David Himes

Declining Inventory Sign of Stabilizing Market

In Market Stats, News Reports on 2009/11/09 at 2:51 pm

An important reason that the housing market is stabilizing is the reduction in inventory. Current sales and inventories suggest that supply will decline below the pre-2006 levels by the end of 2009.

But analysts say that the stabilization of the market doesn’t mean that prices will rise anytime soon. They point to what they call “shadow inventory,” foreclosed homes that banks are holding off the markets. They predict that these homes will hit the market in spring 2010.

But overall, they are optimistic that the housing recovery is built on an improving economy and say that the market will continue to stabilize.

Source: BusinessWeek.com, James C. Cooper (11/09/2009)

Foreclosure Expert Predicts Housing Malaise

In General, News Reports on 2009/11/03 at 5:34 pm

The second wave of foreclosures is driven by unemployment and is harder to fix, says Rick Sharga, senior vice president of RealtyTrac, which researches foreclosures.

Sharga predicts an “L-shaped recovery in the housing market through 2013” with the housing market stabilizing without much increase in prices or construction.

“The housing market will not feel healthy for a few years. This is not a short-lived recession,” he says.

Source: Newsweek, Nancy Cook (10/28/2009)

How to Tell Mortgage Rates Are Rising

In Mortgages, News Reports on 2009/10/29 at 3:13 pm

What are the signs that mortgage rates, now at historic lows, are about to go up?

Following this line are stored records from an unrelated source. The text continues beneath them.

PR #6721, opened 2025-05-06
Make 'npm run test:rust' work out-of-the-box

jacebrowning:
`just test` should, well, _just work_ by installing our chosen test runner automatically.

I also removed a section of `CONTRIBUTING.md` that was already stale and I plan to revisit.

Contributes to #4012

### DIFF
--- a/.env.development
+++ b/.env.development
@@ -1,3 +1,5 @@
+# DO NOT commit secrets, overrides go in the ignored `.env.development.local`
+
 NODE_ENV=development
 DEV=true
 
@@ -7,7 +9,10 @@ VITE_KC_SITE_BASE_URL=https://dev.zoo.dev
 VITE_KC_SITE_APP_URL=https://app.dev.zoo.dev
 VITE_KC_SKIP_AUTH=false
 VITE_KC_CONNECTION_TIMEOUT_MS=5000
-# ONLY add your token in .env.development.local if you want to skip auth, otherwise this token takes precedence!
-#VITE_KC_DEV_TOKEN="your token from dev.zoo.dev should go in .env.development.local"
+#VITE_KC_DEV_TOKEN="optional token from dev.zoo.dev to skip auth in the app"
+
+RUST_BACKTRACE="full"
+PYO3_PYTHON=/usr/local/bin/python3
+#KITTYCAD_API_TOKEN="required token from dev.zoo.dev for engine testing"
 
 FAIL_ON_CONSOLE_ERRORS=true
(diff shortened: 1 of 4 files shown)


.env.development
```diff
@@ -7,7 +9,10 @@ VITE_KC_SITE_BASE_URL=https://dev.zoo.dev
 VITE_KC_SITE_APP_URL=https://app.dev.zoo.dev
 VITE_KC_SKIP_AUTH=false
 VITE_KC_CONNECTION_TIMEOUT_MS=5000
-# ONLY add your token in .env.development.local if you want to skip auth, otherwise this token takes precedence!
-#VITE_KC_DEV_TOKEN="your token from dev.zoo.dev should go in .env.development.local"
+#VITE_KC_DEV_TOKEN="optional token from dev.zoo.dev to skip auth in the app"
+
+RUST_BACKTRACE="full"
+PYO3_PYTHON=/usr/local/bin/python3
+#KITTYCAD_API_TOKEN="required token from dev.zoo.dev for engine testing"
```
jtran, line 16: Do the Rust tools read this file?

jtran: What I'm trying to say is, I don't think any of the Rust tools read this file or the `.local` one. So by removing `RUST_BACKTRACE="full"` from the `justfile` and adding it here, I don't think the functionality is preserved. I don't personally use `just test`, so it doesn't really bother me. I'm going to use my own environment variables anyway. (I've been using `direnv` for times when I don't control the invocation.) But maybe you want to know.

jtran (approved):

.env.development
jacebrowning: They don't explicitly need this file. This is merely a convenient way of enumerating and setting environment variables.

.env.development
```diff
@@ -7,7 +9,10 @@ VITE_KC_SITE_BASE_URL=https://dev.zoo.dev
 VITE_KC_SITE_APP_URL=https://app.dev.zoo.dev
 VITE_KC_SKIP_AUTH=false
 VITE_KC_CONNECTION_TIMEOUT_MS=5000
-# ONLY add your token in .env.development.local if you want to skip auth, otherwise this token takes precedence!
-#VITE_KC_DEV_TOKEN="your token from dev.zoo.dev should go in .env.development.local"
+#VITE_KC_DEV_TOKEN="optional token from dev.zoo.dev to skip auth in the app"
+
+RUST_BACKTRACE=1
```
jtran, line 14: I actually couldn't find docs on it, but it's essentially verbosity level. If you hit a Rust panic without it set, the CLI error message literally tells you to set it to `full`.

https://github.com/rust-lang/cargo/issues/1634#issuecomment-1448731075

One way to catch a clue is to read the minutes of the Federal Reserve. For instance, the Federal Open Market Committee said in its September minutes that when it came to interest rates, there is “no policy change.” And the minutes said that while the Fed believes “an economic recovery is underway,” it regards a weak economy as a greater risk than inflation. Upcoming meeting minutes are likely to be just as forthcoming if an uptick is in the cards.

Other signs include:

  • Declining unemployment: The unemployment rate is sitting at 9.7 percent. If lots of Americans go back to work, an increase in interest rates is likely.
  • Rising discount rate: The rate the Fed charges banks that borrow from it directly stands at 0.5 percent. If it rises or the spread between it and the Federal Funds rate widens, then mortgage rate increases won’t be far behind.